Dataset items:
——————
PR #180, opened 2021-09-20
COCO Pose and Stats

Saurav-D:
# Peer Review Information

- Added code for generating plots for coco pose and stats.

# Pull Request Check List


adason:
@Saurav-D From very high level, I think per visualization chart can be broken down into at least two steps: transformation and plots. You should be able to write tests against each step. Let's try to organize coco pose stats/visualization around this concept.

For example, if you are going to do COCO bounding box heat map plot, I would recommend trying to break it down into:

```
def transform(bboxes: List[BBox2D], width: float, height: float) -> pd.DataFrame:
  # transform a list of bounding boxes to suitable formats in pandas Dataframe (or any data container that is easier to plot)

def test_transform()
    input = [BBox2D(...), Bbox2D(...),...]
    width = 640
    height = 480
    expected = pd.DataFrame(...)

    assert transform(input, width, height) == expected

def heatmap_plot(data: pd.DataFrame):
   # in plot, don't do any data transformation here. The plot method should only care about visualization tweaks (axis, labels, legends,...) 
    sns.plot(...)


def test_heatmap_plot():
    # mock out sns.plot() method. make sure it's called with the expected plotting parameters. 

```

datasetinsights/stats/coco_stats.py
```diff
@@ -0,0 +1,146 @@
...
+            relative_size = math.sqrt(area_size)
+            bbox_relative_size.append(relative_size)
+
+    for key in kpt_dict.keys():
+        kpt_dict[key] = kpt_dict[key] / total_instances
+
+    return kpt_dict, bbox_dict, bbox_heatmap, bbox_relative_size
+
+
+def convert_coco_obj_to_df(coco_obj, cat_ids, max_frames=None):
```
adason: There are a few issue about this method:
1. It's not clear what's the input/output here. First of all, I will not pass coco_obj here. Since you are primary dealing with annotations, I would extract the raw annotations out. A few good examples would be: list of bounding boxes, list of images where each image contain multiple bounding boxes, list of json records. You have to think about: how can I test this convert/transform method? 
2. This method has multiple outputs. Can you break it down to two separate method? Do they need to be coupled?

datasetinsights/stats/coco_stats.py
```diff
@@ -0,0 +1,146 @@
...
+
+
+def _get_bbox_dict():
+    bbox_dict = {}
+    for key in COCO_AREA_DICT:
+        bbox_dict[key] = 0
+    return bbox_dict
+
+
+def get_stats(img_ids, cat_ids, coco_obj):
```
adason: This method return a tuple of 4 objects. Can you break it down into two methods? four methods?

datasetinsights/stats/visualization/coco_pose.py
```diff
@@ -0,0 +1,305 @@
...
+    "left_hip",
+    "right_hip",
+    "left_knee",
+    "right_knee",
+    "left_ankle",
+    "right_ankle",
+]
+
+
+def _load_annotations_from_json(json_file):
```
adason: Can the loading being handled in other modules other than visualization?

datasetinsights/stats/visualization/coco_pose.py
```diff
@@ -0,0 +1,305 @@
...
+        ax.patch.set_edgecolor("black")
+
+        ax.patch.set_linewidth("1")
+
+        # Invert axes
+        ax.invert_yaxis()
+
+        ax.set_aspect("equal")
+
+        if fig_dest:
```
adason: Let's decouple saving to file from the "generate plot" itself. The plot generate method should not have any side effects like this. Otherwise, it going to be very hard to write unittests.

datasetinsights/stats/visualization/coco_pose.py
```diff
@@ -0,0 +1,305 @@
...
+            plt.savefig(
+                os.path.join(fig_dest, f"{name}_heatmap.png"),
+                bbox_inches="tight",
+                pad_inches=0.15,
+            )
+
+        plt.show()
```
adason: Let's simply return a figure objet and have "plt.show" called somewhere else.

datasetinsights/stats/coco_stats.py
86sanj: - Prefer keyword arguments over positional.
- Pass the required data from coco object instead of passing whole object.
- Add doc string
- Decouple into at least 3 methods which can have responsibilities to handle Image, person and stats.

86sanj (commented):
Can we decouple into 3 modules:
1. Data transformation
2. Coco stats
3. Visualization: 
- Generate different plots, show plot and save plot
This way it would be easy to maintain, test and extend each of the modules.

datasetinsights/io/coco.py
```diff
@@ -0,0 +1,8 @@
+import json
+
+
+def load_coco_annotations(annotation_file):
+    f = open(annotation_file)
```
86sanj: 1. Use "with open"[(PEP 0343)](https://www.python.org/dev/peps/pep-0343/), as it close the open file automatically or close the file manually if you using only open.
2. What if file does not exist or not valid json? 
3. Docs string missing.

datasetinsights/stats/coco_stats.py
```diff
@@ -0,0 +1,237 @@
...
+    2: "medium",
+    3: "large",
+    4: "96-128",
+    5: "128-256",
+    6: "256-512",
+    7: "512-inf",
+}
+
+
+def _get_empty_bbox_heatmap(coco_img_ids, coco_obj):
```
86sanj: 1. How coco_img_ids is different than coco_obj.getImgIds()? Can we simplify to have one parameter?

datasetinsights/stats/coco_stats.py
```diff
@@ -0,0 +1,237 @@
...
+    # calculate bbox shape according to largest image in the dataset
+    max_height, max_width = 0, 0
+    for idx in coco_img_ids:
+        img = coco_obj.loadImgs(idx)[0]
```
86sanj: What if there is no data at 0th index? can we do data check before fetching?

datasetinsights/stats/coco_stats.py
```diff
@@ -0,0 +1,237 @@
...
+        max_height = max(img["height"], max_height)
+        max_width = max(img["width"], max_width)
+
+    bbox_heatmap = np.zeros([max_height, max_width, 1])
+    return bbox_heatmap
+
+
+def _get_labeled_kpt_dict(coco_obj: pycocotools.coco.COCO):
+    kpt_dict = {}
+    coco_kpts = coco_obj.loadCats(coco_obj.getCatIds())[0]["keypoints"]
```
86sanj: What if there is no data at 0th index? can we do data check before fetching?

datasetinsights/stats/coco_stats.py
```diff
@@ -0,0 +1,237 @@
...
+        bbox_dict[key] = 0
+    return bbox_dict
+
+
+def _get_bbox_relative_size(bbox_area, image_h, image_w):
+    bbox_relative_size = math.sqrt(bbox_area / (image_h * image_w))
+    return bbox_relative_size
+
+
+def get_labeled_keypoints(annotation_file):
```
86sanj: 1. Why we are coupling annotation loading with getting the key points? can we move to "io" directory? 
2. Whats the purpose of this method? Refer this for docstring([PEP-257](https://www.python.org/dev/peps/pep-0257/)).

datasetinsights/stats/coco_stats.py
```diff
@@ -0,0 +1,237 @@
...
+    coco = COCO(annotation_file)
+    labeled_kpt_dict = _get_labeled_kpt_dict(coco_obj=coco)
+    keypoints = list(labeled_kpt_dict.keys())
+    img_ids = coco.getImgIds()
+    cat_ids = coco.getCatIds()
+    total_instances = 0
+
+    for idx in tqdm(img_ids):
+        img = coco.loadImgs(idx)[0]
```
86sanj: - [Same as above]: positional index without checking.

datasetinsights/stats/coco_stats.py
```diff
@@ -0,0 +1,237 @@
...
+                if kp_visibility_flags[i] != 0:
+                    kp_visibility_flags[keypoints[i]] += 1
+
+    for key in labeled_kpt_dict.keys():
+        labeled_kpt_dict[key] = labeled_kpt_dict[key] / total_instances
+
+    return labeled_kpt_dict
+
+
+def get_bbox_heatmap(annotation_file):
```
86sanj: 1. [Same as above]: Coupling File loading and data processing.
2. Can we make sure that box computation is happening only for human? what if user loads file with many category?
3. Is it possible to implement in a way that box computation can work for any category? i.e flexible to extend for any category?
4.  Missing docstring.

tests/test_coco_stats.py
```diff
@@ -0,0 +1,153 @@
+from pathlib import Path
+from unittest.mock import MagicMock, Mock, patch
+
+import pytest
```
salehe-ee, line 4: Got the following error missing library
```
Traceback (most recent call last):
  File "tests/test_coco_stats.py", line 4, in <module>
    import pytest
ModuleNotFoundError: No module named 'pytest'
```

Saurav-D: Did you install all the requirements from `pyproject.toml`?

datasetinsights/io/coco.py
```diff
@@ -0,0 +1,25 @@
+import matplotlib.pyplot as plt
+from pycocotools.coco import COCO
+
+
+def load_coco_annotations(annotation_file: str) -> COCO:
```
adason, line 5: This one-line method is probably overkill, unless you have extra validation applied here. It's almost the same code `load_coco_annotations("file.json")` v.s. `COCO("file.json")`.

```
x
```

datasetinsights/stats/visualization/coco_data_visualization.py
```diff
@@ -0,0 +1,131 @@
...
+
+from datasetinsights.io.coco import load_coco_annotations
+from datasetinsights.stats.coco_stats import (
+    load_annotations_for_single_img,
+    load_image_from_img_ann,
+    load_img_ann_for_single_image,
+)
+
+
+def display_single_img(
```
adason, line 14: I will recommend using this interface design:

```
def display_single_image(image, annotation, **display_params):
  ...
  # parse display parameters here (e.g. dpi, axis on/off, ..)
  fig, ax = plt.subplots(dpi=100)
  ax.axis("off")
  ax.imshow(image)
```

datasetinsights/stats/visualization/coco_data_visualization.py
```diff
@@ -0,0 +1,131 @@
...
+        )
+    img_ann = load_img_ann_for_single_image(coco_obj=coco, img_id=img_id)
+    img = load_image_from_img_ann(img_annotation=img_ann, data_dir=data_dir)
+    fig, ax = plt.subplots(dpi=100)
+    ax.axis("off")
+    ax.imshow(img)
+    return fig
+
+
+def display_ann_for_single_img(
```
adason: Maybe you can combine this method with `display_single_image` and make `annotations` optional parameter, default to `None` (does not show annotations).

datasetinsights/stats/visualization/coco_data_visualization.py
```diff
@@ -0,0 +1,131 @@
...
+    )
+    img = load_image_from_img_ann(img_annotation=img_ann, data_dir=data_dir)
+    fig, ax = plt.subplots(dpi=100)
+    ax.axis("off")
+    ax.imshow(img)
+    coco.showAnns(annotations, draw_bbox=True)
+    return fig
+
+
+def display_ann_for_all_img(
```
adason, line 56: Let's make this method 

```
def display_multiple_images(images: list, annotations: Optional[list] = None, nrows: int, ncols: int):
    # do some checks on the size of images and nrows
    fig, *axs = plt.subplots(nrows, ncols)
    for i, ax in enumerate(axs):
        ax.imshow(images[i])
        ....

```

datasetinsights/stats/coco_stats.py
```diff
@@ -0,0 +1,475 @@
...
+                if kp_visibility_flags[i] != 0:
+                    labeled_kpt_dict[keypoints[i]] += 1
+
+    for key in labeled_kpt_dict.keys():
+        labeled_kpt_dict[key] = labeled_kpt_dict[key] / total_instances
+
+    return labeled_kpt_dict
+
+
+def get_bbox_heatmap(
```
adason, line 225: Let's prevent passing an instance of `coco_obj` around all methods. I recommend using primative python data structures (list, dictionary, nested dictionary,...) or python `datacalss` to represent data loaded. This will allow you to extend dataset statistics beyond COCO format, without re-implement every single method for dataset in different format (open-close principle)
——————
## [Instructions to follow]
Your task is to copy every line of the entries that contains the string "https".

## [Task response]
86sanj: 1. Use "with open"[(PEP 0343)](https://www.python.org/dev/peps/pep-0343/), as it close the open file automatically or close the file manually if you using only open.
2. Whats the purpose of this method? Refer this for docstring([PEP-257](https://www.python.org/dev/peps/pep-0257/)).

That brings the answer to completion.